With 3 control points A, B, C, we get :
Let M the centroid of A(t), B(1-t) and N the centroid of B(t), C(1-t).
that is AM/AB = BN/BC = t
We then calculate that P is the centroid of M(t), N(1-t) : MP/MN = t
The curve being of degree 2, it is an arc of conic sections, precisely an arc of parabola.
We may then continue with next control points D, E to get a second
Bezier curve CDE "in the following" of the first.
If we state (as in the above applet) that BCD are in line, the whole curve has only one tangent in C and is "smooth".
If B and D are on the same side from C, we get a cusp point.
If we disconnect the directions of BC and CD, we get an angular point at C.
In the applet, you can drag the control points A,B,C,D,E,
D being restricted to be on line BC.
The draggable points M (M') define the parameter t of the current point P (P') for each of the two curves.
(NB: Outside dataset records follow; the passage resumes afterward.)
PR #258, opened 2026-07-16
feat(vllm): GPU metrics polling + fix per_gpu_throughput pp-undercounting

atnair-amd:
## Summary
- `per_gpu_throughput` in `to_client_metrics` divided total token throughput by `tp` alone, undercounting GPU count on any pipeline-parallel run (actual GPUs = `tp * pp`). `pp` is now a required keyword-only argument.
- Widened the vLLM Ray-backend regression test to assert `pp` explicitly (subTest over `pp=1,2`) so a broken `pp` passthrough can't silently regress again — the prior version only asserted `tp`/`isl`.
- Scope is vLLM only. InferenceX ATOM's `to_client_metrics` call sites are not updated for the new required `pp` kwarg and are left broken by this change (out of scope here).
- **Added GPU metrics polling to the vLLM suite**: `test_vllm_inference` now takes pre/post-model-load VRAM snapshots and polls `amd-smi` in the background while the client runs; a new `test_gpu_metric` test reports one HTML row per GPU metric per sweep cell (`peak_gpu_memory_mb`, `model_load_memory_mb`, `model_load_s`, `gpu_bandwidth_util_pct`, `gpu_compute_util_pct`). Threshold-coverage validation (`vllm_config_loader.py`) now gates `gpu.*` metrics the same way it already gated `client.*` metrics. amd-smi is invoked via the container-routed `orch.exec`/`orch.exec_on_head` — GPU device files (`/dev/kfd`, `/dev/dri`) are passed through into the container, so no host-vs-container bypass routing is needed.

- **Fixed HW-observed SSH race in the GPU-metrics poller**: replaced the thread-based `poll_gpu_metrics()` with `start_gpu_poller()`/`stop_and_collect_gpu_poller()` — a detached remote script per node instead of a second thread sharing the orchestrator's SSH transport, eliminating a `SessionError(OutOfBoundaryError())` race seen on real hardware, with round-aligned multi-node collection and a never-raises collect contract.
- **Poller `/tmp` file hygiene**: the poller's remote script/log filenames are now scoped by local SSH user (not just run_id), the log is truncated at launch instead of only appended to, and both files are `rm -f`'d after collection — avoiding the shared-node `/tmp` file-collision/permission-error failure mode reported against Fremont's conda-based CVS runs.

## Jira
- [AIMVT-263](https://amd-hub.atlassian.net/browse/AIMVT-263) — Wire GPU metrics polling into the vLLM inference suite
- [AIMVT-264](https://amd-hub.atlassian.net/browse/AIMVT-264) — Fix per_gpu_throughput undercounting for pipeline-parallel vLLM runs
- [AIMVT-268](https://amd-hub.atlassian.net/browse/AIMVT-268) — Fix HW-observed SSH race in vLLM GPU-metrics poller
- All are subtasks of [AIMVT-245](https://amd-hub.atlassian.net/browse/AIMVT-245) — [CVS] GPU metrics polling integration for inference validation suites

## Test plan
- [x] `python3 -m unittest discover -s cvs/lib/inference/unittests -p "test_*.py"` — 188 tests, only known-out-of-scope failures: `test_inferencing_config_loader.py` (2 pre-existing, unrelated failures confirmed via `git stash` against commit `5134be1`) and `test_inferencex_atom_orch_parse.py` (3 failures caused by this PR's `pp` requirement — ATOM is not being updated here, tracked separately)
- [x] `python3 -m unittest discover -s cvs/lib/utils/unittests -p "test_*.py"` — 126/126 pass (gpu.py polling/aggregation logic)
- [x] `python3 -m unittest discover -s cvs/core/orchestrators/unittests -p "test_*.py"` — 57/57 pass
- [x] Mutation-tested: reverting the `pp` fix in `vllm_job.py` causes the regression test to fail, confirming it actually guards the fix
- [x] Hardware validation on demo cluster: full vLLM suite run against DeepSeek-R1-0528 in a real `tp8pp2` config (8-way tensor-parallel, 2-way pipeline-parallel, 2-node Ray cluster) — **43 passed, 1 skipped, rc=0**. Confirms `per_gpu_throughput` and the rest of the metrics pipeline compute and report correctly with `pp=2` on live hardware (total throughput 823.47 tok/s, TTFT/TPOT/ITL all populated in the results table).
- [x] `pytest --collect-only` against `cvs/tests/inference/vllm/vllm.py` with a real vLLM config confirms `test_gpu_metric` collects correctly (5 GPU metric rows per cell) alongside the existing 44 tests, with no collection errors.

- [x] GPU-poller unit tests: `python3 -m unittest discover -s cvs/lib/utils/unittests -p "test_gpu.py"` — 90/90 pass (includes 5 new tests for user-scoped markers, stale-log truncation, and post-collection remote cleanup)
- [x] Full repo gate (`make test` / `run_all_unittests.py`): 715 tests, same 2 known-out-of-scope pre-existing failures as above, no regressions from the `/tmp` hygiene fixup
- [x] Hardware validation of the poller round trip: 2-node DeepSeek-R1 tp8pp2 run, 800 prompts, 1000/1000 ISL/OSL, concurrency 16 — **48 passed, 1 skipped, rc=0**, 0 failed requests, total throughput 801.47 tok/s. GPU poller collected 133 readings across both nodes with 0 failures (peak_vram=3,962,984 MB, compute_util=96.0%, bw_util=7.2%), confirming the SSH-race fix holds under real multi-node concurrent load. Run bundle attached to [AIMVT-268](https://amd-hub.atlassian.net/browse/AIMVT-268).

## Known out-of-scope breakage
InferenceX ATOM's `to_client_metrics` call sites do not pass `pp` and will fail after this change (ATOM has no pipeline-parallel concept). This is expected and intentionally left unfixed here — scope is vLLM only.


solaiys (commented):
Review focused on blocking issues. The core fix is correct (`per_gpu_throughput` now divides by `tp * pp` via `_gpu_count()` with safe `None` degradation, and the Ray-backend regression test was widened to assert `pp` over `{1,2}`). One blocking issue + two non-blocking notes.

🔴 **Blocking — this knowingly breaks the InferenceX ATOM suite at runtime, not just in tests.** Making `pp` a required kwarg on the shared `vllm_parsing.to_client_metrics` (see inline comment) breaks ATOM's callers, which are not updated:
- `cvs/lib/inference/inferencex_atom/inferencex_atom_parsing.py:72` delegates via `_vllm_to_client_metrics(raw, tp=tp, isl=isl)` — no `pp`.
- `cvs/lib/inference/inferencex_atom/inferencex_atom_orch.py:505` calls that wrapper.

So `InferenceXAtomJob.parse_results()` will raise `TypeError: to_client_metrics() missing 1 required keyword-only argument: 'pp'` on **every** ATOM run — the 3 `test_inferencex_atom_orch_parse.py` failures are the unit-test symptom of a real runtime break. Merging to `dev/dtni` leaves a shipping suite broken; "out of scope" doesn't help a shared branch. Fix (either): update ATOM's two call sites to pass `pp="1"` (ATOM has no pipeline-parallel concept), or give `pp` a default of `"1"` in `vllm_parsing.to_client_metrics`. The first keeps the explicit-topology design and is ~2 lines.

⚪ Non-blocking notes (not gating):
- `vllm_config_loader.py` now also requires `gpu.*` gated-metric specs in every threshold cell. Only affects configs with `enforce_thresholds=true` (shipped examples use `false`, so they only warn) and fails loudly — an intentional extension of the existing `client.*` gating; worth a heads-up for anyone with an enforcing config.
- The GPU poll runs `orch.exec_on_head` from a daemon thread while `wait_client_complete` polls the client log on the main thread (shared `Pssh`). It degrades gracefully (per-iteration exceptions → `None`) and you validated live on 2 nodes, so not blocking — just worth keeping in mind if intermittent poll failures appear.

cvs/lib/inference/utils/vllm_parsing.py
```diff
@@ -41,7 +41,20 @@ def _safe_div(num, den):
...
+    (missing, empty string, non-numeric string, wrong type) so callers can
+    feed the result straight into `_safe_div`'s existing None/0 guard.
+    """
+    try:
+        return int(tp) * int(pp)
+    except (TypeError, ValueError):
+        return None
+
+
+def to_client_metrics(raw, *, tp, isl, pp):
```
solaiys: 🔴 **Blocking — making `pp` required (no default) breaks the InferenceX ATOM suite at runtime.** ATOM's `inferencex_atom_parsing.to_client_metrics` (line 72) delegates here via `_vllm_to_client_metrics(raw, tp=tp, isl=isl)` — without `pp` — and `inferencex_atom_orch.py:505` drives it, so `InferenceXAtomJob.parse_results()` will raise `TypeError: ... missing 1 required keyword-only argument: 'pp'` on every ATOM run once this merges to `dev/dtni`. Fix: either default `pp` to `"1"` here, or update ATOM's wrapper + call site to pass `pp="1"` (ATOM has no pipeline-parallel concept).

cvs/tests/inference/vllm/conftest.py
```diff
@@ -126,6 +126,11 @@ def inf_res_dict():
     return {}
 
 
+@pytest.fixture(scope="module")
+def gpu_metrics_snap():
+    return {}
```
amd-droy: is this needed? Otherwise, you can remove it.

cvs/lib/inference/utils/vllm_parsing.py
atnair-amd: Fixed in ce79246c: `pp` now defaults to `"1"` in `vllm_parsing.to_client_metrics` rather than requiring ATOM's call sites to be updated. ATOM's wrapper (`inferencex_atom_parsing.to_client_metrics`) never passes `pp`, so it now silently gets `pp="1"` -> `_gpu_count(tp, 1) == tp`, reproducing the pre-fix `ttot/tp` formula exactly for ATOM. vLLM call sites still pass `pp` explicitly per the docstring.

Reran the full gate: `test_inferencex_atom_orch_parse.py`'s 3 failures are gone (188/126/57, only the 2 known pre-existing `test_inferencing_config_loader.py` failures remain, confirmed unrelated to this branch).

Replaced `test_pp_is_required_keyword_arg` with `test_pp_defaults_to_one` to cover the new default behavior.

cvs/tests/inference/vllm/conftest.py
atnair-amd: Removed in 0980af20.

solaiys (approved):
LGTM — my earlier blocking issue is resolved on this head.

✅ **ATOM runtime break fixed** (`ce79246c`): `to_client_metrics(raw, *, tp, isl, pp="1")` now defaults `pp`, so ATOM's callers (`inferencex_atom_parsing.py:72` → `_vllm_to_client_metrics(raw, tp=tp, isl=isl)`) no longer hit the missing-kwarg `TypeError`. The vLLM fix is preserved: `vllm_job.parse_results()` still passes `pp=self.pp` explicitly so `per_gpu_throughput = ttot / (tp*pp)` stays correct on PP runs, and the `test_vllm_job_ray_backend` `pp∈{1,2}` regression test still guards the passthrough. The unit test was updated to `test_pp_defaults_to_one` accordingly.

✅ Unused `gpu_metrics_snap` fixture removed (`0980af20`) per @amd-droy — confirmed no remaining references in `conftest.py`/`vllm.py`.

The two non-blocking notes from my earlier review still stand but don't gate merge: the `gpu.*` threshold gating only affects `enforce_thresholds=true` configs (and fails loudly), and the threaded GPU poll degrades gracefully. Nice work.

atnair-amd:
Added a fix for a real HW-observed SSH race: the GPU-metrics poll thread and the main thread's client-log-tail polling shared the orchestrator's gevent-based SSH transport, causing `SessionError(OutOfBoundaryError())` under load.

Replaced `poll_gpu_metrics()` (thread-based) with `start_gpu_poller()`/`stop_and_collect_gpu_poller()`: a detached remote background script per node snapshots `amd-smi` to a file, read back via ordinary sequential `exec`/`exec_on_head` calls — no second OS thread, no shared-SSH race. Also extends to real multi-node round-aligned collection (previous single-node-only limitation).

Unit-tested (85 tests, all green) — **HW validation of the actual remote-poller round trip (real amd-smi, real SSH, real multi-node) is still needed** before this is considered fully validated, same caveat as the original GPU-metrics polling work.

solaiys (commented):
Re-review of the race-condition fix (`c144cc80`) — ✅ resolved.

The earlier design ran the GPU poller in a daemon thread calling `orch.exec_on_head` while the main thread simultaneously polled the client log on the **same shared `Pssh`/SSH transport** — a data race on the shared connection. The fix eliminates it cleanly:

- `threading` (and the `threading.Event`/poll-thread/`join`) is removed from `vllm.py`.
- New `start_gpu_poller()` writes a small bash script and launches it **detached on each node** (`nohup … &`); `stop_and_collect_gpu_poller()` later `pkill`s it and reads back the per-node log file. All orchestrator SSH calls now happen **sequentially on the main thread** — the shared transport is never used from two threads at once.
- Orphan-safety: the remote script self-terminates via `hard_cap_s` (default 4h) if collection never runs.
- `run_id` is sanitized (`[^A-Za-z0-9_.-]` → `_`) and the script is `shlex.quote`d into the write command, so a pytest nodeid can't inject shell; `stop_and_collect_gpu_poller` is explicitly `finally`-safe (never raises on transport failure).

Both of my prior blocking findings (ATOM `pp` break, unused fixture) remain resolved, and I don't see any new blocking issues in the poller rewrite.

LGTM from my side — no blocking issues.

solaiys:
@atnair-amd ,
One General Note on how we handle files in /tmp during tests.
When your tests create files in /tmp (**e.g., script_path = f"/tmp/{marker}.sh"**), please follow one of these practices:

- Use mktemp to generate a unique temporary directory, so there's no risk of path collisions.
- Use user-specific paths like /tmp/{userid}/ to isolate your files.
- Clean up after yourself — delete any files your tests create in /tmp when they're done.

**Why this matters:** 
In containerized environments, this isn't an issue since each run gets its own isolated /tmp. However, in shared environments — such as conda setups or Docker volume mounts where /tmp:/tmp is mapped to the host — files written to /tmp persist on the node, owned by the user who created them. When the next person runs the same test on that node, they'll hit a permission error trying to write to the same path.
We ran into exactly this problem with the Fremont CVS internal use cases running on conda environments, and it caused some frustrating test failures.
Let's keep this in mind going forward.

amd-droy (approved):
Looks good to me. Thanks @atnair-amd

The above method can be used with 4 control points :
The Casteljau construction requires then one more iterate.
1st step : AM1/AB = BN1/BC = CP1/CD = t
2nd step : M1M2/M1N1 = N1N2/N1P1 = t
and finally M2P/M2N2 = t
The curve is a cubic (degree 3). It is the curve generated by the object CubicCurve2D in Java awt.geom, used for instance in the "loops game applet".